Carabidae were the main prey in winter and Melolonthidae were
particularly important for adults during nestling, as were Cetoniidae
for the chicks (Lepley et al. 2004).
The loggerhead shrike, Lanius ludovicianus , is able to overcome
the toxic defences of a variety of chemically defended invertebrates
such as the grasshopper (Romalea guttata ), the bella moth
(Utetheisa ornatrix ), and the beetle (Lytta polita ) (Yosef
& Whitman 1992, Yosef et al. 1996). The same behaviour has been
observed in the Levantine shrike Lanius excubitor aucheri in
Israel with the highly venomous Orthoptera Poikylocerus bufonius .
A three-day period likely is presumably allowed for detoxification and
subsequent consumption of unsavoury prey (Fuisz & Yosef 2001).

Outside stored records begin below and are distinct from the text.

PR #4070, opened 2020-05-13
[phpactor] Create a new package

vincowl:
This package depends on a php version >=7.3 . How can I translate it in the dependencies ? I chose to depend on `php73`

### DIFF
--- a/packages/phpactor.rb
+++ b/packages/phpactor.rb
@@ -15,7 +15,7 @@ class Phpactor < Package
   depends_on 'composer'
   php73 = `crew list installed | grep "php73" 2> /dev/null`.chomp
   php74 = `crew list installed | grep "php74" 2> /dev/null`.chomp
-  depends_on 'php73' unless "#{php73}" != "" and "#{php74}" != ""
+  depends_on 'php73' unless "#{php73}" != "" or "#{php74}" != "" or not(File.exists? "#{CREW_PREFIX}/bin/php")
 
   def self.install
     system "composer install"
--- a/packages/phpactor.rb
+++ b/packages/phpactor.rb
@@ -17,12 +17,14 @@ class Phpactor < Package
   phpMinimalVersion = "7.3"
   phpDefaultVersion = "7.4"
   phpver = `php -v 2> /dev/null | head -1 | cut -d' ' -f2`.chomp
-  if "#{phpver}" == ""
-    depends_on "php"+"#{phpDefaultVersion}".split(".").take(2).join
-  elsif Gem::Version.new("#{phpver}") >= Gem::Version.new("#{phpMinimalVersion}")
-    depends_on "php"+"#{phpver}".split(".").take(2).join
-  else
-    abort "Minimum version of php73 required".lightred 
+  if (ARGV[0] == 'install' || ARGV[0] == 'reinstall' || ARGV[0] == 'upgrade') && ARGV[1] == 'phpactor'
+    if "#{phpver}" == ""
+      depends_on "php"+"#{phpDefaultVersion}".split(".").take(2).join
+    elsif Gem::Version.new("#{phpver}") >= Gem::Version.new("#{phpMinimalVersion}")
+      depends_on "php"+"#{phpver}".split(".").take(2).join
+    else
+      abort "Minimum version of php73 required".lightred 
+    end
   end
 
 
--- a/packages/phpactor.rb
+++ b/packages/phpactor.rb
@@ -13,15 +13,18 @@ class Phpactor < Package
   })
 
   depends_on 'composer'
-  php73 = `crew list installed | grep "php73" 2> /dev/null`.chomp
-  php74 = `crew list installed | grep "php74" 2> /dev/null`.chomp
-  if "#{php74}" != ""  or not(File.exists? "#{CREW_PREFIX}/bin/php") 
-    depends_on 'php74'
-  elsif "#{php73}" != ""
-    depends_on 'php73'
+  
+  phpMinimalVersion = "7.3"
+  phpDefaultVersion = "7.4"
+  phpver = `php -v 2> /dev/null | head -1 | cut -d' ' -f2`.chomp
+  if "#{phpver}" == ""
+    depends_on "php"+"#{phpDefaultVersion}".split(".").take(2).join
+  elsif Gem::Version.new("#{phpver}") >= Gem::Version.new("#{phpMinimalVersion}")
+    depends_on "php"+"#{phpver}".split(".").take(2).join
   else
     abort "Minimum version of php73 required".lightred 
   end
+
 
   def self.install
     system "composer install"
--- a/packages/phpactor.rb
+++ b/packages/phpactor.rb
@@ -15,7 +15,13 @@ class Phpactor < Package
   depends_on 'composer'
   php73 = `crew list installed | grep "php73" 2> /dev/null`.chomp
   php74 = `crew list installed | grep "php74" 2> /dev/null`.chomp
-  depends_on 'php73' unless "#{php73}" != "" or "#{php74}" != "" or not(File.exists? "#{CREW_PREFIX}/bin/php")
+  if "#{php74}" != ""  or not(File.exists? "#{CREW_PREFIX}/bin/php") 
+    depends_on 'php74'
+  elsif "#{php73}" != ""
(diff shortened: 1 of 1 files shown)


packages/phpactor.rb
```diff
@@ -0,0 +1,32 @@
...
+  source_url 'https://github.com/phpactor/phpactor/archive/0.15.0.tar.gz'
+  source_sha256 '02f63e77aa435874a3e8ef11a293eb24a7ee259317dfaae3f058d8bc24e39e24'
+
+  binary_url ({
+  })
+  binary_sha256 ({
+  })
+
+  depends_on 'composer'
+  depends_on 'php73'
```
uberhacker, line 16: Probably don't need the php dependency unless that is a minimum version requirement since composer already has a php requirement.

packages/phpactor.rb
```diff
@@ -0,0 +1,32 @@
...
+
+  def self.preinstall
+  end
+
+  def self.build
+  end
```
uberhacker, line 22: Why the empty defs?

packages/phpactor.rb
```diff
@@ -0,0 +1,32 @@
...
+
+
+  def self.install
+    system "composer install"
+    FileUtils.mkdir_p "#{CREW_PREFIX}/share/phpactor"
+    FileUtils.cp_r '.', "#{CREW_PREFIX}/share/phpactor/."
+    FileUtils.ln_s "#{CREW_PREFIX}/share/phpactor/bin/phpactor", "#{CREW_PREFIX}/bin/phpactor"
```
uberhacker, line 29: This should be:
```
    FileUtils.mkdir_p "#{CREW_DEST_PREFIX}/share/phpactor"
    FileUtils.cp_r '.', "#{CREW_DEST_PREFIX}/share/phpactor/."
    FileUtils.ln_s "#{CREW_PREFIX}/share/phpactor/bin/phpactor", "#{CREW_DEST_PREFIX}/bin/phpactor"
 ```
Otherwise, crew will not be able to track the install.  Run `crew files phpactor` afterwards and you will know what I mean.  Also, probably need to copy all the files in `$HOME/.config/composer` to `#{CREW_DEST_HOME}/.config/composer` as well due to the `composer install`.

**Comment by uberhacker** [comment]
Thank you for the new package @vincowl!  Please see comments.

File: packages/phpactor.rb (hunk 3 above)
Comment (vincowl) [reply packages/phpactor.rb:29]: Right !! I'll check what's in $HOME

File: packages/phpactor.rb (hunk 1 above)
Comment (vincowl) [reply packages/phpactor.rb:16]: Indeed, as said in the PR description, it requires php >=7.3. I don't know how to express a minimum version so I chose a `php73` dependency

Comment (uberhacker) [reply packages/phpactor.rb:16]: This could be a bit tricky then.  If somebody already has another version of php installed, it might bypass the requirement altogether.  We would have to test it but I imagine if the requirement isn't met, some message should be output and the install should abort if the minimum requirement isn't met.

File: packages/phpactor.rb (hunk 3 above)
Comment (uberhacker) [reply packages/phpactor.rb:29]: Come to think of it, you likely don't need to copy anything from `$HOME/.config/composer` since this isn't a global install...I think.

Comment (vincowl) [reply packages/phpactor.rb]: Done. Indeed, nothing created in `$HOME/.config/composer`

File: packages/phpactor.rb (hunk 1 above)
Comment (vincowl) [reply packages/phpactor.rb:16]: I removed `phpactor` and my `php73` version and installed `php72` then ran `crew install phpactor`. It tryed to install `php73` but failed and stopped `phpactor` installation. Then I removed `php72`.

1. First problem : when installing `phpactor` it wanted to install `php74` and `php73`... Strange...
2. Second problem : installation fails if I install `php74` and then `phpactor`. `php73` is a minimal requirement, this would imply to create a new syntax in `crew` such as `depends_on php => "7.3"` as done in `chromebrew` : 
> Some Requirements can also take a string specifying their minimum version that the formula depends on.

Comment (uberhacker) [reply packages/phpactor.rb:16]: 1. is probably happening since composer has a php74 dependency if php is not installed.  Then the phpactor has a dependency of php73 which would make sense.  We might be able to do something like below:
```
php73 = `crew search php73 2> /dev/null`.chomp
php74 = `crew search php74 2> /dev/null`.chomp
depends_on 'php73' unless "#{php73}" != "" or "#{php74}" != ""
```
If any other version of php is installed, it will output the message php x.x is already installed.

Comment (vincowl) [reply packages/phpactor.rb:16]: This doesn't work : if I install `php72`, `phpactor` is installed but fails while running since `php73` minimal dependency is not fullfilled. Maybe try something based on checking if `php73` is in the installed packages list using `grep` and `crew list installed`. I am going to check that

Comment (vincowl) [reply packages/phpactor.rb]:
```
  php73 = `crew list installed | grep "php73" 2> /dev/null`.chomp
  php74 = `crew list installed | grep "php74" 2> /dev/null`.chomp
  depends_on 'php73' unless "#{php73}" != "" and "#{php74}" != ""
```
This works. But :
1- if php < 7.3 is installed  --> Fails : normal
2- if php73 is installed --> Success
3- if php74 is installed --> Success
4- if no php is installed --> Fails.

4 is a problematic case : since `composer` requires `php74` and `phpactor` by default depends on `php73`. So, crew will ask to install `php73` AND `php74` which fails. Maybe we should handle this case in the logic to depend on `php74` if no php is installed ?

File: packages/phpactor.rb [hunk 4]
```diff
@@ -13,8 +13,9 @@ class Phpactor < Package
   })
 
   depends_on 'composer'
-  depends_on 'php73'
-
+  php73 = `crew list installed | grep "php73" 2> /dev/null`.chomp
+  php74 = `crew list installed | grep "php74" 2> /dev/null`.chomp
+  depends_on 'php73' unless "#{php73}" != "" and "#{php74}" != ""
```
uberhacker, line 18: Does this do anything funky with other operations such as `crew search` or `crew update`?  Also, if php72 or lower is installed, does the install abort with a message something like "Minimum version of php73 required".

packages/phpactor.rb
vincowl: OK :  #cfc5566 solves this logic problems even if no php version is installed.

packages/phpactor.rb
vincowl: `crew search` interaction :
``` bash
$ crew search php
php: PHP is a popular general-purpose scripting language that is especially suited to web development.
php5: PHP is a popular general-purpose scripting language that is especially suited to web development.
php70: PHP is a popular general-purpose scripting language that is especially suited to web development.
php71: PHP is a popular general-purpose scripting language that is especially suited to web development.
php72: PHP is a popular general-purpose scripting language that is especially suited to web development.
(i) php73: PHP is a popular general-purpose scripting language that is especially suited to web development.
php74: PHP is a popular general-purpose scripting language that is especially suited to web development.
(i) phpactor: PHP completion, refactoring and introspection tool.
$ crew search php73
(i) php73: PHP is a popular general-purpose scripting language that is especially suited to web development.
$ crew search php74
php74: PHP is a popular general-purpose scripting language that is especially suited to web development.
$ crew search phpactor
(i) phpactor: PHP completion, refactoring and introspection tool.
```

vincowl:
```
$ crew update
HEAD is now at cd22336e Update ngrok from 2.3.15 to 2.3.35 (#4076)

Your software is up to date.
```

vincowl: Displaying the error message si something I must handle. Working on it

vincowl: See f672c86 : it should solve all of this

packages/phpactor.rb
vincowl: I changed the logic to display the error message and abort installation

vincowl:
> Let me think about this a bit. It might be better if we put this logic in the `crew` command and use something like:
> 
> ```
> depends_on 'php' >= 7.3
> ```
> 
> That way, we wouldn't need to duplicate this logic on other packages.

Fully agree. That's exactly what I thought in previous comments, saying it would imply to define a new crew syntax. Shall I try to implement it or do you handle this @uberhacker ?

uberhacker:
Go ahead and give it a shot if you want.  I'm still thinking about the best way to do this globally with other use cases.

PR #4079, opened 2020-05-20
php packages : error messages color

### LINKED ISSUE #4078: Message "php x.x is already installed" is not displayed as an error
While trying to install a php version, if any other version of php is installed, it will output the message php x.x is already installed. This message is displayed in green instead as an error. This leads to visual misunderstanding while installing packages with newer php dependencies

vincowl:
Fixes #4078


uberhacker:
I can see how this could create confusion.  Fair enough.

The present study focuses on the particular structure of the loral
plumage of the Iberian grey shrike in southern France, where they feed
on arthropods which they capture primarily with their beak. Our
hypothesis is that the composition of loral bristles is morphologically
highly specialized for this particular type of diet and prey capture
mode, directly affecting the shape, length, and arrangement of feathers
in the area between the eyes and beak.